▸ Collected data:
PR #1596, opened 2021-11-15
Update some test deps

eijawerner:


src/browser/modules/Main/tests/slow-connection-pending.test.ts
```diff
@@ -19,6 +19,7 @@
  *
  */
 
+import '@testing-library/react-hooks/dont-cleanup-after-each.js'
```
OskarDamkjaer, line 22: Probably worth getting rid of these when and if we need to update the tests for other reasons in the future

OskarDamkjaer (approved):
🚀

PR #1597, opened 2021-11-15
Fix change log badge/notification doesn't appear until sidebar is opened

FallingCeilingS:
The canny badge doesn't show when connected to the database:
Screenshot 2021-11-15 at 17 10 20

But when clicking the "Help & Resources" icon, it turns up:
Screenshot 2021-11-15 at 17 11 43

The expected behaviour should be that it appears once connected to DB.

This PR also involves some code cleanups.


src/browser/components/TabNavigation/Navigation.tsx
```diff
@@ -51,6 +50,7 @@ export interface NavItem {
   name: string
   title: string
   icon: (isOpen: boolean) => JSX.Element
+  // Need to clean up code and properly type content
```
OskarDamkjaer, line 53: while I agree it's something we'd need to do, it feel unrelated to this change

jharris4: Yeah, we have the ideal of keeping PRs small and scoped to only the task at hand, but we also have a desire to gradually add types as we do other work.

Maybe we want to say that it's ok to add types, but only if it's in a file that is already being modified by the PR?

e2e_tests/integration/0.index.spec.ts
```diff
@@ -45,13 +46,59 @@ describe('Neo4j Browser', () => {
...
+    cy.get('[data-testid="frame"]').contains('the Bacon Path')
   })
+
   it('can connect', () => {
     const password = Cypress.config('password')
     cy.connect('neo4j', password)
   })
 
+  it('can show Canny badge in "Document" icon and correspond side bar drawer', () => {
+    // The Canny badge should appear when initially connected to the database
```
OskarDamkjaer, line 58: what I worry about with these tests are that they'll fail if canny is unavailable/tests run without network. Also not sure if we can run them twice, since the changelog has already been read the second time? Not a super big problem per se, but it could be really annoying when debugging

src/browser/modules/App/App.tsx
```diff
@@ -145,6 +146,12 @@ export function App(props: any) {
     props.bus && props.bus.send(initAction.type, initAction)
   }, [props.bus])
 
+  useEffect(() => {
+    window.Canny && window.Canny('initChangelog', cannyOptions)
+    return () => window.Canny && window.Canny('closeChangelog')
+    // eslint-disable-next-line react-hooks/exhaustive-deps
```
OskarDamkjaer, line 152: Why is this comment needed?

src/browser/modules/Sidebar/Sidebar.tsx
```diff
@@ -79,6 +79,7 @@ const Sidebar = ({
 }: SidebarProps) => {
   const topNavItemsList: NavItem[] = [
     {
+      // Consider use constant variable to store those keys
```
OskarDamkjaer, line 82: What exactly do you mean here? Store the names and titles?

OskarDamkjaer: Eija has suggested we start using this lib: https://www.npmjs.com/package/i18n to store all our user facing texts as variables

src/browser/services/canny.ts
```diff
@@ -29,9 +29,14 @@ export const cannyOptions = {
 export const CANNY_FEATURE_REQUEST_URL =
   'https://neo4j-browser.canny.io/feature-requests'
 
+interface CannyOptions {
```
OskarDamkjaer, line 32: 🙏

e2e_tests/integration/0.index.spec.ts
OskarDamkjaer: In the general case I prefer end2end tests for this kind of thing, but because of the canny-issues I just mentioned I think these could work better as unit tests of App.tsx where we mock the 'https://canny.io/sdk.js' url and see that it gets called.

OskarDamkjaer (commented):
Good to see the various cleanup changes and adding new tests, left a comment or two. Looking forward to hear your thoughts on them

src/browser/components/TabNavigation/Navigation.tsx
OskarDamkjaer: I personally don't mind unrelated type touch-ups but I was mostly saying it's not _needed_  for this pr

OskarDamkjaer: I notice I was not very clear in my comment

FallingCeilingS: @jharris4 @OskarDamkjaer - it's unrelated. I just added a comment so it reminds us to clean it up at some point. Also I noticed these components are a bit over complicated as many layers are nested. So, IMO probably better to touch it when we want to refactor our components.

src/browser/modules/Sidebar/Sidebar.tsx
OskarDamkjaer: I think it'd be nice to use something like i18n to store all our user facing text as variables 🤔

src/browser/components/TabNavigation/Navigation.tsx
OskarDamkjaer: Generally we don't leave any todo/reminder comments in the code, we'd rather put a card in trello. While I prefer keeping the source clean from those kinds of comments, I'm open to discussing it w/ you and Eija if you guys think we should start doing so!

e2e_tests/integration/0.index.spec.ts
FallingCeilingS: @OskarDamkjaer - do you think it's better to remove those test cases? Or add some conditions that we only run it when the network and Canny is available? Probably the former option is more straightforward?

OskarDamkjaer: I expanded on this but forgot to send the comment! I generally like e2e tests for these kinds of changes, but I was thinking it'd be more practical to do a unit test in this case. I'm thinking if we write a unit test for App.tsx where the we mock url for the canny sdk and ensure that it gets pinged we'd have confidence that the bug you fixed doesn't come back

src/browser/modules/App/App.tsx
FallingCeilingS: @OskarDamkjaer - TSlint is complaining about the dependency list. Any better idea to get rid of it?
Screenshot 2021-11-17 at 10 27 00

src/browser/modules/Sidebar/Sidebar.tsx
FallingCeilingS: @OskarDamkjaer - I'm not sure if we need to hard-code the item name as the key in any cases (I haven't found any hard-code so far). But if we need in any cases, IMO it's better to use some variables like:

```ts
const DOCUMENTS = 'documents'
```

```ts
const bottomNavItemsList: NavItem[] = [
  {
    name: DOCUMENTS,
    // rest of the code
  }
]
```

But if there's not any cases to get access to those keys manually, we can just leave it as it is.

src/browser/modules/App/App.tsx
OskarDamkjaer: Like the warning says -> the window.Canny is an unneeded dependency since mutating it doesn't re-render the component (meaning it's not a prop or state and only those two can go into dependency arrays)

OskarDamkjaer: Use effect generally has a lot of pitfalls, I don't know if you've read it before, but I do recommend reading this blogpost about it if you're interested https://overreacted.io/a-complete-guide-to-useeffect/

OskarDamkjaer: So an empty dependency array is the right move for this component + making sure that window.Canny is defined before calling the function

OskarDamkjaer: Wait now that I think of it. What we should do is move this logic to the `CannyLoader` component in `canny.ts`. It makes a lot more sense that it'd live there _and_ we'd get around the issue of window.canny sometimes not having been loaded yet!

src/browser/modules/Sidebar/Sidebar.tsx
OskarDamkjaer: The guide navigation item already exists as a variable "GUIDE_DRAWER_ID" but it's not used in this file yet. I think it'd make sense to use that variable and add the others as well. Then we could also update the `NavItem` type to also use these types/variables.

OskarDamkjaer: It'd be nice to have done, but not really needed for this PR unless you really want to do it

FallingCeilingS: @OskarDamkjaer - I'd prefer to leave it in the future!

e2e_tests/integration/0.index.spec.ts
```diff
@@ -45,13 +46,67 @@ describe('Neo4j Browser', () => {
...
   })
+
   it('can connect', () => {
     const password = Cypress.config('password')
     cy.connect('neo4j', password)
   })
 
+  it('can show Canny badge in "Document" icon and correspond side bar drawer', () => {
+    cy.window().then(win => {
+      if (win.Canny && win.IsCannyLoaded && typeof win.Canny === 'function') {
```
OskarDamkjaer, line 59: Good to not fail any releases if the canny sdk were to not load properly due to network issues or simliar

OskarDamkjaer (approved):
LGTM!

FallingCeilingS:
Thanks @OskarDamkjaer for reviewing! I'm going to merge it in!

PR #1598, opened 2021-11-15
Remove circular dependency in manual link

OskarDamkjaer:
Move the formatDocVersion dep to a utils file to avoid a circular dependency


eijawerner (approved):
⭐

PR #1602, opened 2021-11-18
Catch ts errors when running tests

eijawerner:
removed RowExpandToggle.tsx since getting error and is not used.


OskarDamkjaer (approved):
Don't know how these type errors slipped us by in the past.. Good catch!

▸ Exercise goal: The lines that contain the word "file" are wanted; copy each of them from the records.

▸ Output for this task:
Maybe we want to say that it's ok to add types, but only if it's in a file that is already being modified by the PR?
OskarDamkjaer: The guide navigation item already exists as a variable "GUIDE_DRAWER_ID" but it's not used in this file yet. I think it'd make sense to use that variable and add the others as well. Then we could also update the `NavItem` type to also use these types/variables.
Move the formatDocVersion dep to a utils file to avoid a circular dependency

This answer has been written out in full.